戦況が有利に傾いたのを機に、大輔たちは要塞へ突入します。ところが、やさしさの紋章を使っても暴走は止まりません。
臨界を根本的に止めるには闇の力の流入を遮断しなければならないのですが、時間はほとんど残されていませんでした。
あわや爆発、というところで間一髪、オオクワモンを倒したパイルドラモンが馳せ参じました。
必殺のデスペラードブラスターで闇の流入口が破壊され、大爆発は無事回避されたのです。
巨大要塞はパイルドラモンの手によって、あとかたもなく吹き飛ばされるのでした。
光子郎は語ります。かつて、パイルドラモンのときと同じ現象が起こったことを。
デジタルワールドのゆがみを元に戻すために紋章を使い、パタモンたちの完全体進化が困難になったことを。
ジョグレス進化は、いわばその代わりとして発現したものではないかと皆は結論づけます。
しかし、依然として謎が残されていました。
ダークタワーをデジモンに変えて破壊活動を繰り返すあの謎の女性はいったい、何者なのでしょうか? その目的は…?
そして怒りに燃える紅衣の女は、新たな罠を画策していたのです……
★全体印象
27話です。タイトルコールは野田順子さん(ブイモン)と高橋直純さん(ワームモン)のハモり。両方とも成熟期としての演技です。
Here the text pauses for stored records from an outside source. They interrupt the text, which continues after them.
Issue #1768, opened 2019-09-04
Transfer_suffix is required for directory strikes


Fizz11:
**Description**
Transfer_suffix is currently optional in the UI, however the strike will fail if it is missing. 

**Reproduction Steps**
Steps to reproduce the problem:
1. make a directory strike

**Additional context**
easy fix is to set default value to _tmp if value is not provided in the UI. also update documentation to label it optional.

emimaesmith:
Closed via #1771

PR #1771, opened 2019-09-04
#1768 - Transfer_suffix required for directory strikes

Fizz11:
##### Checklist

- [x] `manage.py test` passes
- [x] tests are included

### Affected app(s)

ingest

### Description of change

made transfer_suffix optional for directory strikes.

### DIFF
--- a/scale/docs/rest/v6/strike.rst
+++ b/scale/docs/rest/v6/strike.rst
@@ -523,7 +523,7 @@ A strike configuration JSON describes a set of configuration settings that affec
 +----------------------------+----------------+----------+--------------------------------------------------------------------+
 | .transfer_suffix           | String         | Optional | (dir-watcher)Defines a suffix that is used on the file names to    |
 |                            |                |          | indicate that files are still transferring and have not yet        |
-|                            |                |          | finished being copied into the monitored directory                 |
+|                            |                |          | finished being copied. Defaults to '_tmp'                          |
 +----------------------------+----------------+----------+--------------------------------------------------------------------+
 | .sqs_name                  | String         | Required | (s3) Name of the SQS queue that should be polled for object        |
 |                            |                |          | creation notifications that describe new files in the S3 bucket.   |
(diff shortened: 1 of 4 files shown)


cshamis:
Transfer suffix may be optional, but without it, strike will have NO WAY of knowing if a file is done transferring or not.

The transfer suffix should only be left undefined if the user KNOWS FOR CERTAIN that transfers are atomic.

We might want to warn them of that.

scale/docs/rest/v6/strike.rst
```diff
@@ -521,7 +521,7 @@ A strike configuration JSON describes a set of configuration settings that affec
 +----------------------------+----------------+----------+--------------------------------------------------------------------+
 | .type                      | String         | Required | The type of the monitor. Must be either 'dir-watcher' or 's3'      |
 +----------------------------+----------------+----------+--------------------------------------------------------------------+
-| .transfer_suffix           | String         | Required | (dir-watcher)Defines a suffix that is used on the file names to    |
+| .transfer_suffix           | String         | Optional | (dir-watcher)Defines a suffix that is used on the file names to    |
```
emimaesmith: I would document here that if it's not provided, then a default of '_tmp' will be used.

scale/ingest/strike/monitors/dir_monitor.py
```diff
@@ -78,13 +81,11 @@ def stop(self):
...
         """See :meth:`ingest.strike.monitors.monitor.Monitor.validate_configuration`
         """
-
-        if 'transfer_suffix' not in configuration:
-            raise InvalidMonitorConfiguration('transfer_suffix is required for dir-watcher monitor')
-        if not isinstance(configuration['transfer_suffix'], basestring):
-            raise InvalidMonitorConfiguration('transfer_suffix must be a string')
-        if not configuration['transfer_suffix']:
-            raise InvalidMonitorConfiguration('transfer_suffix must be a non-empty string')
+        if 'transfer_suffix' in configuration:
```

影絵は当然パイルドラモン。背景の青と黄色は、混じり合った二者を意味するものでしょうか。
このお話は大きく分けてふたつに捉えられます。前半がほぼバトルで、後半が設定の説明。
どちらかというと重要なのは前半だと思うんですが、かんじんカナメなパイルドラモンの活躍は作画のアレさでパッとしません。
またお話においてもあまり楽勝という描写ではなく、さりとてあんまり苦戦してるようにも見えないので少々間延びです。
デスペラードブラスター1発でカタがつくんならさっさとやってくれ、という見かたもできてしまう。
ここは圧倒的実力差で素早く排除してしまい、アルケニモンに後続を出させるという展開でもよかったように思います。
いかに強いといっても、物量で押せば時間稼ぎにはなるわけですから。
で、後半ではジョグレス進化についてあらためて語られるのですけど、これに関しては特に真新しい話題がありません。
作品を鑑賞しデジモンに親しんでいるなら、当時の段階でもう承知していることばかりです。
むしろ重要なのは紋章の設定でしょう。これこそが太一たち先代のほんとうの使命だという大仰なオプションつきです。
しかしこれは、ハッキリいって後付け設定といえます。もう一つ言うなら、太一たちの活躍を封じるための策ですね。
封じる、というとよろしくない言いかたになってしまいますが、ダークタワーが機能停止をした以上、
太一たちが完全体以上に進化してはならないという理由がなくなってしまいます。それでも太一たちが出てこないとなれば、
先代は何をやってるんだということになってしまうでしょう。
いわば太一たちをサブに留めておくための方便として、紋章の解放という設定があるのですね。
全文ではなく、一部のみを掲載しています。